● **WHAT TO DO**
An acceptable answer repeats exactly the line with "1. Some formatting" and each line after it through the end of the entries, and includes nothing else.

● **SUPPLIED RECORDS**
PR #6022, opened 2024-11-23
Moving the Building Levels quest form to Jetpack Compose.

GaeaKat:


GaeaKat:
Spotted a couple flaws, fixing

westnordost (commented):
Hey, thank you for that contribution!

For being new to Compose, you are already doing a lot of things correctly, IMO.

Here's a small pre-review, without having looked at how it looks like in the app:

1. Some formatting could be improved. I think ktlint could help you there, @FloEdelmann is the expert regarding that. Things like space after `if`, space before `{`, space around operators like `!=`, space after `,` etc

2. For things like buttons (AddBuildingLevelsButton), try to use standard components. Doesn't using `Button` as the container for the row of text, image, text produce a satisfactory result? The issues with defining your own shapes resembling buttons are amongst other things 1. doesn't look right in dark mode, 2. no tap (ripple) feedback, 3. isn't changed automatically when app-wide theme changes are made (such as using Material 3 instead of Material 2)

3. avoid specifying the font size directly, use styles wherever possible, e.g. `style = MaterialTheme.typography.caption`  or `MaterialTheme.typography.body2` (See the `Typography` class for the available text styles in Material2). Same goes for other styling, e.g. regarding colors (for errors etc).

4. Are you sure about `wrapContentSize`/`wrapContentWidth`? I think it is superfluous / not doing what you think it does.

● **ANSWER TO THE PROBLEM**
1. Some formatting could be improved. I think ktlint could help you there, @FloEdelmann is the expert regarding that. Things like space after `if`, space before `{`, space around operators like `!=`, space after `,` etc

2. For things like buttons (AddBuildingLevelsButton), try to use standard components. Doesn't using `Button` as the container for the row of text, image, text produce a satisfactory result? The issues with defining your own shapes resembling buttons are amongst other things 1. doesn't look right in dark mode, 2. no tap (ripple) feedback, 3. isn't changed automatically when app-wide theme changes are made (such as using Material 3 instead of Material 2)

3. avoid specifying the font size directly, use styles wherever possible, e.g. `style = MaterialTheme.typography.caption`  or `MaterialTheme.typography.body2` (See the `Typography` class for the available text styles in Material2). Same goes for other styling, e.g. regarding colors (for errors etc).

4. Are you sure about `wrapContentSize`/`wrapContentWidth`? I think it is superfluous / not doing what you think it does.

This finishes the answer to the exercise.